(Exercise data Opens)

PR #2772, opened 2019-11-06
Add security protection for admin add search attributes API

vancexu:
Will make CLI change in another PR


idl/github.com/uber/cadence/admin.thrift
```diff
@@ -150,4 +150,5 @@ struct GetWorkflowExecutionRawHistoryV2Response {
 
 struct AddSearchAttributeRequest {
   10: optional map<string, shared.IndexedValueType> searchAttribute
+  20: optional string SecurityToken
```
wxing1292: securityToken, following the convention

vancexu: good catch, updated.

PR #2775, opened 2019-11-06
Visibility Archival logger tags and dynamic configs

yycptt:
- Add logger tags for visibility archival query
- Add dynamic config for max visibility archival query page size
- Use long poll timeout for `ListArchivedWorkflowExecution` API

- Add dynamic config for max visibility archival query RPS (used by internal impl)
- Add dynamic config for max visibility archival query range (used by internal impl)


client/frontend/client.go
```diff
@@ -152,7 +152,7 @@ func (c *clientImpl) ListArchivedWorkflowExecutions(
 	if err != nil {
 		return nil, err
 	}
-	ctx, cancel := c.createContext(ctx)
+	ctx, cancel := c.createLongPollContext(ctx)
```
yycptt: We need to think more about this. Long poll context is only three minutes, the query may take longer time.

andrewjdawson2016: Now that we enforce number of days you can query how long could a query really take?

yycptt: In most cases it shouldn't take very long. But it depends on the cluster status. I experienced the case where a query that fetches less than 1000 records takes around 2 mins.

We also need to monitor the query latency and adjust the max allowed query range.

PR #2782, opened 2019-11-06
DescribeWorkflowExecution should return whether a workflow is running…

anish531213:
… or not


service/history/historyEngine.go
```diff
@@ -1155,6 +1155,14 @@ func (e *historyEngineImpl) DescribeWorkflowExecution(
 		result.WorkflowExecutionInfo.CloseTime = common.Int64Ptr(completionEvent.GetTimestamp())
 	}
 
+	switch executionInfo.State {
+	case persistence.WorkflowStateRunning,
```
yux0: should WorkflowStateCreated alsos consider as open?

anish531213: I don't know about that. @wxing1292, @longquanzheng

idl/github.com/uber/cadence/shared.thrift
```diff
@@ -368,6 +368,7 @@ struct WorkflowExecutionInfo {
   100: optional Memo memo
   101: optional SearchAttributes searchAttributes
   110: optional ResetPoints autoResetPoints
+  120: optional bool IsWorkflowOpen
```
longquanzheng: There are many other places that creating this WorkflowExecutionInfo struct. Make sure you change them all so that it won't be an issue when someone else needs to rely on this field.

service/history/historyEngine.go
longquanzheng: +1 created should be open as well

longquanzheng: Oh your code is correct. @yux do you have concern about considering created as open? From customer's perspective they need it open to make sure the workflow is not closed. 

On the other hand, I think it will be useful if we could expose the close statuses: terminated/failed/canceled/timeouted. I think we can just do it together.

anish531213: I think we are exposing the close statuses if exectutionInfo.State is WorkflowStateCompleted.

yycptt: @longquanzheng  Close status is already exposed. But we don't have a close status for open workflows so that field will be empty in that case. I think the point of this PR is to add a new field so that user doesn't need to determine if the workflow is running or not by checking if the closeStatus is nil.  

So I think the value for `isWorkflowRunning` can simply determined by `executionInfo.State == persistence.WorkflowStateCompleted`

idl/github.com/uber/cadence/shared.thrift
```diff
@@ -368,6 +368,7 @@ struct WorkflowExecutionInfo {
   100: optional Memo memo
   101: optional SearchAttributes searchAttributes
   110: optional ResetPoints autoResetPoints
+  120: optional bool isWorkflowOpen
```
vancexu: Is there any customer asking for this? Can they just use `CloseStatus == Nil` for this?

I don't think we should add this field here, because:
first it is little bit redundant.
second WorkflowExecutionInfo is also used in visibility APIs (such as ListWorkflowExecutions), this change will be cause ListOpenWorkflows return workflow with `isWorkflowOpen` be false, which is confusing

vancexu: If possible, I would just ask customer to use `CloseStatus == Nil`

If not, I would add describe open workflow flag in DescribeWorkflowExecutionRequests to return empty resp if workflow already closed.

service/history/historyEngine.go
yux0: Missed the next line. It makes sense that WorkflowStateCreated is workflow open.

wxing1292:
make sure to also set the isWorkflowOpen field in other places

common/archiver/filestore/visibilityArchiver.go
```diff
@@ -340,5 +340,6 @@ func convertToExecutionInfo(record *visibilityRecord) *shared.WorkflowExecutionI
 		SearchAttributes: &shared.SearchAttributes{
 			IndexedFields: archiver.ConvertSearchAttrToBytes(record.SearchAttributes),
 		},
+		IsWorkflowOpen: common.BoolPtr(record.CloseStatus.Ptr() == nil),
```
yycptt: I don't think you need this check. Visibility records are archived after retention period so the workflow must be closed.

anish531213: removed.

(Exercise data Closes)

- What you need to do:
Here the job is to set down exactly the lines of the material above that fall between the one with "vancexu: good catch, updated." and the one with "- Add dynamic config for max visibility archival query range", inclusive, and nothing beyond them.

- Result of the task:
vancexu: good catch, updated.

PR #2775, opened 2019-11-06
Visibility Archival logger tags and dynamic configs

yycptt:
- Add logger tags for visibility archival query
- Add dynamic config for max visibility archival query page size
- Use long poll timeout for `ListArchivedWorkflowExecution` API

- Add dynamic config for max visibility archival query RPS (used by internal impl)
- Add dynamic config for max visibility archival query range (used by internal impl)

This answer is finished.